Because such trajectories are largely unconnected to clients’ specific characteristics, but are rather linked to specific occurrences in their lives, healthcare providers must recognize such events as risks to disengagement from care, understand how they accumulate, and be able to effectively intervene. Healthcare providers need (knowledge, attitude and skills) training to help clients overcome difficulties to staying in treatment or to facilitate re‐engagement in care of those who temporarily abandon treatment. Health staff must be informed of the social and economic challenges that LTFU clients face, plus their reasons for stopping ART. They also need an in‐depth understanding of clients’ efforts to re‐engage with care. Training is also needed to strengthen healthcare workers’ ability to reflect on their feelings (of disappointment, failure, anger, prejudice) when faced with clients who (temporarily) abandon treatment, to avoid these (understandable) feelings becoming a factor in the process leading to clients discontinuing treatment.

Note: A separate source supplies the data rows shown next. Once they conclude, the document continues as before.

PR #317, opened 2023-10-17
164 prevent non standard keys in json

### LINKED ISSUE #164: Prevent non-standard keys in JSON?
For TUV-x we decided that non-standard keys can only be used if they start with `__`. This helps avoid the situation where someone misspells an optional key name and gets unexpected results. Should we do the same for MICM?

K20shores:
Closes #164 

- Detects any usage of nonstandard keys for all reaction types, products, reactants
- Added configuration tests for arrhenius and troe reactions
- removed the MZ whatever configuration. That was supposed to be a TS1 reaction but it wasn't. That's supposed to be made in a future task anyways


test/unit/unit_configs/process/tunneling/valid/reactions.json
```diff
@@ -5,6 +5,7 @@
       "type": "MECHANISM",
       "reactions": [
         {
+          "__my comment": {},
```
boulderdaze, line 8: Just curious, what is this information for?

boulderdaze (approved):

mattldawson (approved):

dwfncar (approved):

PR #326, opened 2023-10-24
Command-line driver for MICM

boulderdaze:
Closes [#308](https://github.com/NCAR/micm/issues/308)

Created try-out example configurations with a single grid cell and a set of initial conditions from a CSV file

- chapman
- TS1
- robertson
- carbon bond 5

PR #356, opened 2023-11-13
182 surface reaction example

### LINKED ISSUE #182: Add surface reaction analytical example
In #180, all analytical examples that CAMP has for the same reactions we have were implemented except for the surface reactions. Do those. 

https://github.com/open-atmos/camp/blob/main/test/unit_rxn_data/test_rxn_surface.F90

dwfncar:
Waiting for https://github.com/NCAR/micm/pull/326 merge, to add the new state printer header and print state methods.
Should this test be made into a full science example?
Setup was copied from https://github.com/open-atmos/camp/blob/main/test/unit_rxn_data/test_rxn_surface.F90

closes #182


K20shores:
@dwfncar could you move this to the [analytical tests](https://github.com/NCAR/micm/blob/main/test/integration/analytical_policy.hpp)? That's where the other tests like this are

dwfncar:
> @dwfncar could you move this to the [analytical tests](https://github.com/NCAR/micm/blob/main/test/integration/analytical_policy.hpp)? That's where the other tests like this are

Yes, hadn't ever looked at that file, so wasn't sure where this belonged.  Will add the EXPECT_NEAR assertions as well.

dwfncar:
Added TEST(AnalyticalExamplesRosenbrock, SurfaceRxn) and JIT version.  PR ready for review.

K20shores (approved):

PR #369, opened 2023-11-20
153 config parser

### LINKED ISSUE #153: Status messages for config parser
Should we add a message string to the status object returned by the config parser? For a large mechanism, it might be helpful to know which reaction, species, etc. had an invalid configuration and what specifically was missing or incorrectly formatted.

dwfncar:
Capture last species, tolerance or reaction JSON.
Add to the error message when any return status is not SUCCESS.

closes #153


test/unit/configure/test_solver_config.cpp
```diff
@@ -16,6 +16,20 @@ TEST(SolverConfig, NoConfigFilesFound)
...
+  micm::SolverConfig solverConfig{};
+  auto status = solverConfig.ReadAndParse("./unit_configs/CAMP/camp_unknown_key/config.json");
+  EXPECT_EQ(micm::ConfigParseStatus::UnknownKey, status);
+  try
+  {
+    micm::SolverParameters solver_params = solverConfig.GetSolverParams();
+  }
+  catch (...)
+  {
+  }
```
boulderdaze, line 30: I think it'd be nice to specify `catch` block with `std::runtime_error` since we know what will be thrown

boulderdaze (approved):

K20shores (approved):

Issue #387, opened 2024-01-04
Move device data management of `CudaLuDecomposition` data members to constructor/destructor


mattldawson:
Move device memory allocation, deallocation, and copying to `CudaLuDecomposition`.

Acceptance Criteria:
- device pointers for all index array data members of `CudaLuDecomposition` are created during construction
- all device pointer data members are freed during deconstruction

**Ideas**
- create a struct that can hold the device pointer for LU decomposition, and make an instance of this struct a data member of `CudaLuDecomposition`
- pass a reference to the device pointer struct to the CUDA solve kernel
- possibly create functions in `cuda_lu_decomposition.cuh` and `lu_decomposition.cu` for the allocation/memcpy and for deallocation of members of the device pointer struct (because `cudaMalloc`, `cudaMemcpy`, and `CudaFree` will not be callable in the `*.hpp` files because these aren't compiled with the cuda compiler). These functions can then just be called in the `CudaLuDecomposition` constructor and deconstructor.

PR #399, opened 2024-01-08
Create constructor/destructor for `CudaLuDecomposition` class to handle data movement between host and device

sjsprecious:
This PR introduces a new constructor/destructor to the `CudaLuDecomposition` class that handles the data movement between host and device. It also cleans up some interfaces and adds more comments for future information.

```
Currently Loaded Modules:
```
the unit test shows that only the following test fails:
```
97% tests passed, 1 tests failed out of 39

Total Test time (real) =  17.67 sec

The following tests FAILED:
	 18 - cuda_rosenbrock (SEGFAULT)
```
However, I do not understand why revising the `CudaLuDecomposition` class will fail the test of `cuda_rosenbrock`. @mattldawson @K20shores do you have any ideas here?

Fixed https://github.com/NCAR/micm/issues/387.


sjsprecious:
@mattldawson @K20shores Just for your information: all the tests passed for commit `72987a1`. The failed test showed up since commit `4414751` but I did not see why that change would affect the `cuda_rosenbrock` test. If it does not make sense to you, either, I prefer to ignore this failure and work on other issues first (the error may disappear "magically").

include/micm/solver/cuda_lu_decomposition.hpp
```diff
@@ -11,26 +11,85 @@
...
+        hostptr->aki_size_     = this->aki_.size();
+        hostptr->lki_nkj_size_ = this->lki_nkj_.size();
+        hostptr->lkj_uji_size_ = this->lkj_uji_.size();
+        hostptr->uii_size_     = this->uii_.size(); 
+        
+        // Copy the data from host struct to device struct
+        micm::cuda::CopyConstData(hostptr, this->devptr);
+
+        /// Free the host memory for "hostptr"
+        delete hostptr;
```
K20shores, line 63:
```suggestion
        LuDecomposeConst hostptr = LuDecomposeConst;
        hostptr->niLU_         = this->niLU_.data();
        hostptr->do_aik_       = this->do_aik_.data();
        hostptr->aik_          = this->aik_.data();
        hostptr->uik_nkj_      = this->uik_nkj_.data();
        hostptr->lij_ujk_      = this->lij_ujk_.data();
        hostptr->do_aki_       = this->do_aki_.data();
        hostptr->aki_          = this->aki_.data();
        hostptr->lki_nkj_      = this->lki_nkj_.data();
        hostptr->lkj_uji_      = this->lkj_uji_.data();
        hostptr->uii_          = this->uii_.data();
        hostptr->niLU_size_    = this->niLU_.size();
        hostptr->do_aik_size_  = this->do_aik_.size();
        hostptr->aik_size_     = this->aik_.size();
        hostptr->uik_nkj_size_ = this->uik_nkj_.size();
        hostptr->lij_ujk_size_ = this->lij_ujk_.size();
        hostptr->do_aki_size_  = this->do_aki_.size();
        hostptr->aki_size_     = this->aki_.size();
        hostptr->lki_nkj_size_ = this->lki_nkj_.size();
        hostptr->lkj_uji_size_ = this->lkj_uji_.size();
        hostptr->uii_size_     = this->uii_.size(); 
        
        // Copy the data from host struct to device struct
        micm::cuda::CopyConstData(&hostptr, this->devptr);
```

Finally, healthcare workers must be trained to identify signs of disengagement from care and to intervene at any point in the chain of events to help clients re‐engage with care. A concise and practical (decision‐making) tool that would help staff to attend more closely to clients’ dilemmas and needs and identify solutions is needed. Mobility, as a potential starting point for a chain of events that leads to loss to follow‐up, should be a focus in this instrument.

Strengths and limitations

This is the first study in Swaziland to explore – from clients’ perspectives – reasons for discontinuation of ART under test and treat in a context of high mobility. Combining in‐depth thematic and narrative analysis highlighted the complex sequential intertwinements of reasons for disengagement. Using qualitative methods, this study revealed the importance of social and psychological ramifications of critical life‐events and structural issues often overlooked in quantitative studies of decision‐making. More interviews are needed to establish typical first events and chains of events that lead to disengagement from care. The data reflects the perspectives of clients who had disengaged from care and additional interviews with HCWs, family members, and employers would have been beneficial. A systematic comparison with the narratives from people confronted by similar events and circumstances while continuing treatment would foster understanding of resilience to disengagement from care. Another limitation is that respondents were enrolled in a large intervention study with quality and ethics of care potentially superior to the norm in other facilities.

Conclusions

In Swaziland, there have been remarkable achievements in terms of the rates of HIV testing and ART initiation. Disengagement from HIV care however threatens this success. Swazi clients’ reasons for abandoning ART are a complex, inextricably interwoven chain of events rather than a single occurrence. During these processes, clients take action to navigate the challenges they face before deciding to stop ART. Mobility – temporary or permanent relocation far from the health facility where HIV treatment was obtained – is often the first event in such a process. Mobility commonly results from complex deliberations weighing economic, social and other circumstances, and becomes a problem because the health system poorly caters to the reality of people's mobile lives.

Competing interests

The authors declare that they have no competing interests.

Authors’ contributions

EV and RR conceived the sub‐study; FS and SK designed the sub‐study protocol; NS and NM conducted the interviews under the supervision of FS and SK; FS conducted data analysis in consultation with SK, EV and RR. FS, EV and RR drafted the manuscript; CL, DS, BC and SK critically revised the manuscript for intellectual content. All authors read and approved the final manuscript.

Funding

This work, as part of the MaxART Consortium, was supported by the Dutch Postcode Lottery in the Netherlands, the Embassy of the Kingdom of the Netherlands in South Africa/Mozambique, British Columbia Centre of Excellence in HIV/AIDS, Mylan and Médecins Sans Frontières.